参观通道,一路仰望矗立殿内的、成吨重数米高的金质灵塔,慨叹声嘈杂络绎,舒畅在某个塔尖,看见了白业所说那颗从死去巨象体内剖出的巨大宝石。
最后他们登上金顶,光线骤然充足、视野终于开阔,能俯瞰脚下园林、能远眺遥立群山,蓝天倾轧下来,像极倒灌的湖泊。
白业提醒微微眯起眼睛的舒畅把墨镜戴好,总算不再只说神话故事:“听人讲解说,佛像象征佛的法身,佛经是佛的教诲,佛塔体现佛的意志精神。你站在这里与佛对望的时候,很难不向往人们所传颂的神圣与纯洁。”

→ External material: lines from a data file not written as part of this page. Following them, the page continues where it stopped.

PR #111, opened 2023-05-23
[PR 1] DEV-177 BLCU fixes

jmaralo:
After integrating the BLCU logic with FW, here are the fixes necessary to make it work, it also features an update to notify the progress to the frontend. However, This is currently not supported by the frontend and will cause issues.

### DIFF
--- a/src/blcu/download.go
+++ b/src/blcu/download.go
@@ -4,6 +4,7 @@ import (
 	"bytes"
 	"encoding/json"
 	"fmt"
+	"io"
 	"os"
 	"path"
 	"time"
@@ -17,34 +18,23 @@ type downloadRequest struct {
 	Board string `json:"board"`
 }
 
-func (blcu *BLCU) download(payload json.RawMessage) (string, DownloadResult) {
+func (blcu *BLCU) download(payload json.RawMessage) (string, []byte, error) {
 	blcu.trace.Debug().Msg("Handling download")
 	var request downloadRequest
 	if err := json.Unmarshal(payload, &request); err != nil {
 		blcu.trace.Error().Err(err).Stack().Msg("Unmarshal payload")
-		return "", DownloadResult{Err: err}
+		return "", nil, err
 	}
 
 	if err := blcu.requestDownload(request.Board); err != nil {
 		blcu.trace.Error().Err(err).Stack().Msg("Request download")
-		return request.Board, DownloadResult{Err: err}
+		return request.Board, nil, err
 	}
 
-	download, err := blcu.ReadTFTP()
-	if err != nil {
-		blcu.trace.Error().Err(err).Stack().Msg("Read payload")
-		return request.Board, DownloadResult{Err: err}
-	}
+	buffer := &bytes.Buffer{}
+	err := blcu.ReadTFTP(buffer, blcu.notifyDownloadProgress)
 
-	go blcu.consumeDownloadPercentage(download.Percentage)
-
-	return request.Board, <-download.Result
-}
-
-func (blcu *BLCU) consumeDownloadPercentage(percentage <-chan float64) {
-	for p := range percentage {
-		blcu.notifyDownloadProgress(p)
-	}
+	return request.Board, buffer.Bytes(), err
 }
 
 func (blcu *BLCU) requestDownload(board string) error {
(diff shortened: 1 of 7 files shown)


src/blcu/download.go
```diff
@@ -75,43 +75,50 @@ func (blcu *BLCU) createDownloadOrder(board string) models.Order {
...
 	if err != nil {
-		return err
+		return Download{}, err
 	}
 
-	_, err = receiver.WriteTo(writer)
-	if err != nil {
-		return err
-	}
+	download := NewDownload(786432) // Size of the flash memory (downlaod size)
```
smorsua, line 91: Put size in const FlashMemorySize

src/blcu/download.go
```diff
@@ -17,34 +17,34 @@ type downloadRequest struct {
...
 		blcu.trace.Error().Err(err).Stack().Msg("Request download")
-		return downloadData{}, err
+		return request.Board, DownloadResult{Err: err}
 	}
 
-	buffer := bytes.NewBuffer([]byte{})
-	if err := blcu.ReadTFTP(buffer); err != nil {
-		blcu.trace.Error().Err(err).Stack().Msg("Read TFTP")
-		return downloadData{}, err
+	download, err := blcu.ReadTFTP()
```
smorsua, line 33: I would do the following: ReadTFTP blocks until it downloads or errors and it accepts a callback (onProgress), where you receive the progress and can whatever you want to do with it.

src/blcu/download.go
```diff
@@ -75,43 +75,50 @@ func (blcu *BLCU) createDownloadOrder(board string) models.Order {
...
 
-	return nil
+	return download, nil
 }
 
 type downloadResponse struct {
-	IsSuccess bool   `json:"success"`
-	File      []byte `json:"file,omitempty"`
+	Percentage float64 `json:"percentage"`
+	IsSuccess  *bool   `json:"success,omitempty"`
```
smorsua, line 99: Make IsSuccess value and send false while percentage is less than 100

src/blcu/download.go
```diff
@@ -123,5 +130,80 @@ func (blcu *BLCU) writeDownloadFile(data downloadData) error {
...
-	return os.WriteFile(path.Join(blcu.config.DownloadPath, data.Board+".bin"), data.Payload, 0777)
+	return os.WriteFile(path.Join(blcu.config.DownloadPath, fmt.Sprintf("%s-%d.bin", board, time.Now().Unix())), data, 0777)
+}
+
+type DownloadResult struct {
+	Data []byte
+	Err  error
+}
+
+type Download struct {
```
smorsua, line 141: Download would store the onProgress callback passed to ReadTFTP

src/blcu/download.go
```diff
@@ -123,5 +130,80 @@ func (blcu *BLCU) writeDownloadFile(data downloadData) error {
...
+func (download *Download) Write(p []byte) (n int, err error) {
+	if download.writeErr != nil {
+		return 0, download.writeErr
+	}
+	n, err = download.output.Write(p)
+	if err != nil {
+		download.writeErr = err
+		download.abort(err)
+	} else {
+		download.notify <- n
```
smorsua, line 181: You'd call onProgress here, with the percentage

src/blcu/download.go
```diff
@@ -123,5 +130,80 @@ func (blcu *BLCU) writeDownloadFile(data downloadData) error {
...
+	}
+	return n, err
+}
+
+func (download *Download) abort(err error) {
```
smorsua, line 186: Why do you need to send the error through a channel? receiver.WriteTo returns an error, so consumers should check that error to determine if the download failed

src/blcu/download.go
```diff
@@ -123,5 +130,80 @@ func (blcu *BLCU) writeDownloadFile(data downloadData) error {
...
+	close(download.notify)
+	download.resultChan <- DownloadResult{
```
smorsua, line 188: If receiver.WriteTo block, you dont need this channel

smorsua (changes requested):
Pretty clear implementation, I'd avoid concurrency in some places to avoid using many channels and such

smorsua (approved):
LGTM

lipezaballa (approved):

PR #113, opened 2023-05-27
[PR 1] DEV-181 Added observables

smorsua:
This PR adds observables to the different modules that clients can subscribe to. The result it's the same as before, broadcasting messages, but it's more declarative and the same logic is shared across all places that offer a subscription.
- The `ReplayObservable` sends the last stored value when an observer subscribes and broadcast future values.
- The `NoReplayObservable` doesn't send the last stored value (in fact, it doesn't store anything) and broadcasts future values.
- The `WsObserver` satisfies the Observer interface, and sends a message thorugh websocket when an update is received.


jmaralo (approved):
LGTM, there are some modules that don't use the config after the changes, but I would implement it in a later PR once this and DEV-178 are merged to develop

lipezaballa (approved):

PR #115, opened 2023-06-02
[PR 1] Fixed ws_handler deadlock, pipe_readers and simple subscription

smorsua:
The pipe_readers are structs that read from the pipes in a particular way. Each pipe has a map that goes from id (first two bytes of any message) to reader. Right now, we have two types of readers:
- For JSON messages from the boards, we read until we find a 0x00.
- For StateOrder messages, part of the message is the number of orders it carries, and so we can calculate the size of the message i.e the amount of bytes we have to read.

A deadlock has been fixed in the ws_handler. The code to subscribe to a module is now common to all modules with a subscription.

Finally, the subcriptions from the frontend now provide an id for each subcription to avoid errors relating to the same connection unsubscribing and subscribing to the same module in shorts periods of time (if the order was not correct, the subscription could have failed).

### DIFF
--- a/src/main.go
+++ b/src/main.go
@@ -248,7 +248,7 @@ func acceptInput(limit int) (int, error) {
 		}
 
 		if dev < 0 || dev >= limit {
-			red.Println("invalid device selected\n")
+			red.Println("invalid device selected")
 			continue
 		} else {
 			return dev, nil
--- a/.github/workflows/pre-release.yaml
+++ b/.github/workflows/pre-release.yaml
@@ -1,0 +1,49 @@
+name: Create Release
+
+on:
+  push:
+    branches:
+      - master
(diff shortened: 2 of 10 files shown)


jmaralo (changes requested):
Just two minor things

src/main.go
```diff
@@ -133,7 +134,12 @@ func main() {
 
 	go func() {
 		for stateOrders := range stateOrdersChan {
-			orderTransfer.UpdateStateOrders(stateOrders)
+			switch stateOrders.Action {
+			case "addStateOrders":
```
smorsua: Put values in const

smorsua (commented):
lgtm

lipezaballa (approved):

Issue #14, opened 2013-11-01
Rename readonly/writeonly to readable/writeable


lanthaler:
We currently have two properties in the Hydra vocabulary which I'm not entirely happy with yet: `hydra:readonly` and `hydra:writeonly`. I think more and more that renaming them to `hydra:readable` and `hydra:writeable` would make them easier to work with.

The reason why I gave them this name in the first place was because I thought that it is only necessary to explicitly set them if a property is either readonly or writeonly but that's not entirely true due to the open world assumption Hydra is based on. If it's not set, you can't assume it is set to false. You have to accept that you don't know what value it has.

The advantage of renaming them would be that the inconsistency which is cause if something is marked as both read- and writeonly would be eliminated and programming against them would become easier. Apart from introducing a breaking change (which is still quite cheap at this point in time) I don't see any downside of the change but maybe I miss something.

PR #83, opened 2015-01-05
Change readonly/writeonly to readable/writeable.

RubenVerborgh:
Implements the proposed resolution for #14.

Note that I have explicitly mentioned “readable/writeable **for a client**”, as we discussed that these properties may depend on the client accessing the response (like hypermedia controls do).

### DIFF
--- a/spec/latest/core/core.jsonld
+++ b/spec/latest/core/core.jsonld
@@ -19,8 +19,8 @@
     "SupportedProperty": "hydra:SupportedProperty",
     "property": { "@id": "hydra:property", "@type": "@vocab" },
     "required": "hydra:required",
-    "readonly": "hydra:readonly",
-    "writeonly": "hydra:writeonly",
+    "readable": "hydra:readable",
+    "writeable": "hydra:writeable",
     "supportedOperation": { "@id": "hydra:supportedOperation", "@type": "@id" },
     "Operation": "hydra:Operation",
     "CreateResourceOperation": "hydra:CreateResourceOperation",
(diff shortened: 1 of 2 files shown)


spec/latest/core/index.html
```diff
@@ -490,8 +490,8 @@
             ****"@type": "SupportedProperty"****,
             ****"property"****: "#property", ####// The property####
             ****"required"****: true, ####// Is the property required in a request to be valid?####
-            ****"readonly"****: false, ####// Can the property's value be modified or is it read-only?####
-            ****"writeonly"****: true ####// Can the property's value be retrieved or is it write-only?####
+            ****"readable"****: false, ####// Can the client read the property's value?####
+            ****"writeable"****: true ####// Can the client write the property's value?####
```
lanthaler: What about changing the comments to "Can *a* client *retrieve/change* the property's value?"

spec/latest/core/core.jsonld
```diff
@@ -180,19 +180,19 @@
       "vs:term_status": "testing"
     },
     {
-      "@id": "hydra:readonly",
+      "@id": "hydra:readable",
       "@type": "rdf:Property",
       "label": "ready-only",
```
lanthaler: Please also update the label; same below

spec/latest/core/core.jsonld
```diff
@@ -180,19 +180,19 @@
       "vs:term_status": "testing"
     },
     {
-      "@id": "hydra:readonly",
+      "@id": "hydra:readable",
       "@type": "rdf:Property",
       "label": "ready-only",
-      "comment": "True if the property is read-only, false otherwise.",
+      "comment": "True if the client can read the property, false otherwise.",
```
lanthaler: Same as in index.html - but I read this afterwards :-)

"True if *a* client can *retrieve/change* the property's value, false otherwise".

spec/latest/schema.org/index.html
```diff
@@ -446,16 +446,16 @@
           <td>hydra:required</td>
         </tr>
         <tr>
-          <td>readonly</td>
+          <td>readable</td>
```
lanthaler: As the note at the beginning of this documents states, this is document "serves purely as a historical reference". As such, we don't update it anymore. Please rever the changes to this file.

spec/latest/core/core.jsonld
RubenVerborgh: Done; amended as f83cb47042a7cd724b650245f5287589826d8ad7.

spec/latest/core/core.jsonld
RubenVerborgh: Done; amended as f83cb47042a7cd724b650245f5287589826d8ad7.

spec/latest/core/index.html
RubenVerborgh: Done; amended as f83cb47042a7cd724b650245f5287589826d8ad7.

spec/latest/schema.org/index.html
RubenVerborgh: My `grep` missed this :smile:

Reverted; amended as f83cb47042a7cd724b650245f5287589826d8ad7.

lanthaler:
Thanks a lot Ruben!

PR #84, opened 2015-01-05
Rename statusCodes and StatusCodeDescription.

### LINKED ISSUE #27: Having both hydra:statusCode and hydra:statusCodes should be avoided
***[Raised by Ruben Verborgh](http://lists.w3.org/Archives/Public/public-hydra/2014Jan/0045.html) as part of issue #25:***

The case of `statusCodes` shows to how much confusion this leads:
we have both a `statusCode` and a `statusCodes` property.

The situation would be that a resource can lead to `statusCodes` X, Y, Z, each of which have a `statusCode` 200, 400, 500, respectively.

I think the correct way is that `statusCodes` becomes `status`, and that the current `statusCode` remains the way it is.

---
An alternative would be to rename it to `possibleStatus` or `additionalStatusInformation`.

RubenVerborgh:
Implements the proposed resolution for #27.

The last comment in #27

> Should hydra:returns be moved into a Status (see http://lists.w3.org/Archives/Public/public-hydra/2014Sep/0089.html)

has not reached consensus yet; I propose to close #27 and move the comment to a new issue.

### DIFF
--- a/spec/latest/core/core.jsonld
+++ b/spec/latest/core/core.jsonld
@@ -29,8 +29,8 @@
     "method": "hydra:method",
     "expects": { "@id": "hydra:expects", "@type": "@vocab" },
     "returns": { "@id": "hydra:returns", "@type": "@vocab" },
-    "statusCodes": { "@id": "hydra:statusCodes", "@type": "@id" },
-    "StatusCodeDescription": "hydra:StatusCodeDescription",
+    "possibleStatus": { "@id": "hydra:possibleStatus", "@type": "@id" },
+    "Status": "hydra:Status",
     "statusCode": "hydra:statusCode",
     "Error": "hydra:Error",
     "Resource": "hydra:Resource",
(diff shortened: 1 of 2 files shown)


spec/latest/core/core.jsonld
```diff
@@ -139,11 +139,11 @@
       "vs:term_status": "testing"
     },
     {
-      "@id": "hydra:statusCodes",
+      "@id": "hydra:possibleStatus",
       "@type": "hydra:Link",
       "label": "status codes",
       "comment": "Additional information about status codes that might be returned by the Web API",
```
RubenVerborgh: Done and amended as 0b3e12fe2a7609fb5094888a028a495b637a3e3c.

I did dropped ”description of” though (use / mentions) and made it singular, in accordance with other properties:

> A status that might be returned by the Web API (other statuses should be expected and properly handled as well)

spec/latest/core/index.html
```diff
@@ -432,7 +432,7 @@
         ****"supportedClass"****: [
           ####... Classes known to be supported by the Web API ...####
         ],
-        ****"statusCodes"****: [
+        ****"possibleStatus"****: [
           ####... Additional information about HTTP status codes ... ####
```
RubenVerborgh: Done; amended as 0b3e12fe2a7609fb5094888a028a495b637a3e3c.

spec/latest/core/index.html
```diff
@@ -545,7 +545,7 @@
             "method": "POST",
             "expects": "http://api.example.com/doc/#Comment",
             "returns": "http://api.example.com/doc/#Comment",
-            "statusCodes": [****
+            "possibleStatus": [****
               ####... optional information about status codes that might be returned ...####
```
RubenVerborgh: Done; amended as 0b3e12fe2a7609fb5094888a028a495b637a3e3c.

spec/latest/core/core.jsonld
lanthaler: OK, that’s fine as well.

舒畅的视线隐在墨镜后面,白业却能捉到他目光似的:“我们略微去了解这些,是为了更好的尊重本地民俗,倒也不是真的要把什么东西寄托在这里。”
白业就这样道出写在舒畅脑海里的“观后感”,浅显又默契。
舒畅微微一怔,轻轻抬眸去找白业的眼睛。
“舒畅,你的名字很好。神山在上,祝愿你舒心畅快。”白业背后有终年不化的雪山之顶。他好像在这里待得久了,像山一样苍劲孤单又自由广阔,“扎西德勒。”
从布宫下来,又再一次错过吃午饭的正点。
这里的餐饮店称不上多,与游客的数目无法匹配,给人一种东西得抢着吃的感觉,而他们下午要逛的园林非常大,闭园时间也比较早,因此蒋秀他们的意思是大家先行前往下一个目的地,路上遇见卖小吃的地方,再随意按需解决。
舒畅已经习惯这几天不能按时吃饭,好在他以前忙起来也常常顾不上这些,因此适应得很好。
他只是有些别别扭扭地担心,白业这个时不时喊饿、吃饭第一名的人,此时胃里是不是又开始空落了。
舒畅一边恼自己干什么多管闲事,一边在随身的包里翻翻找找,从缝隙里捞出一包酒店顺出来的饼干,板着脸扔给白业。
白业轻一挑眉,愉快接受投喂。
白业撕开饼干包装的时候,舒畅都怕白业非要分一片给他吃,那太腻歪了,舒畅受不了这个,就在心里预演一番表达嫌弃的拒绝词。
但白业说:“不给你留了,我好饿。”
舒畅:“……”
这座园林式的建筑群规模宏大,留存颇多古迹,有亭台小筑和静池幽潭,还有不少移取于神山山脉上的、其他地域罕见的珍稀花草。
这些“摘一朵判十年”的奇花异草累惨了舒畅,偌大的园林处处佳景,舒畅按快门的手指自进门起就再也没歇过。
万分专注于做什么事的时候,不仅耗费精神也耗费体力,白业见舒畅为了满足蒋秀她们的“乐此不疲”而忙忙碌碌、专心致志,忽然有些后悔刚才没给舒畅留一块饼干。
好不容易休息一会儿,舒畅都想干脆席地而坐,忽然之间就累得前胸贴后背了。
有一阵没工夫留意白业,现在闲下来,舒畅才看见白业提着口袋从远处走近,像是中途离开了一会儿,走到跟前,舒畅才问他:“干什么去了?背着我的包到处跑。”
白业从袋子里摸出一盒新鲜的酸奶:“除了背包也帮不上别的忙,这里的酸奶是特色,你先尝着,我把剩下的这些拿去分给蒋姐他们。”
没两分钟,白业就和跑去自拍的蒋秀几人一起过来休息,坐在舒畅左右,一同品尝着鲜香的酸奶。
蒋秀问:“小畅是不是累了?”
舒畅最擅长在这种时候撒一点娇了,他装模作样锤锤自己的腿:“是呀,走得我好累,今天没有三万步都收不了场,姐,你们太厉害啦。”
蒋秀美目一瞪,笑说:“酸奶都糊不上你的嘴。不过这园子里怎么这么多卖酸奶的?”
这就不是舒畅能解答的问题了,白业自然接话:“说巧也不巧,上个月中下旬有本地一个盛大节日,翻译过来差不多就是‘酸奶节’的意思,每到这时候,当地居民就会拖家带口跑到这儿来支帐篷,参加节日仪式,还有戏可以听,有更多的摊位可以买东西,非常热闹。”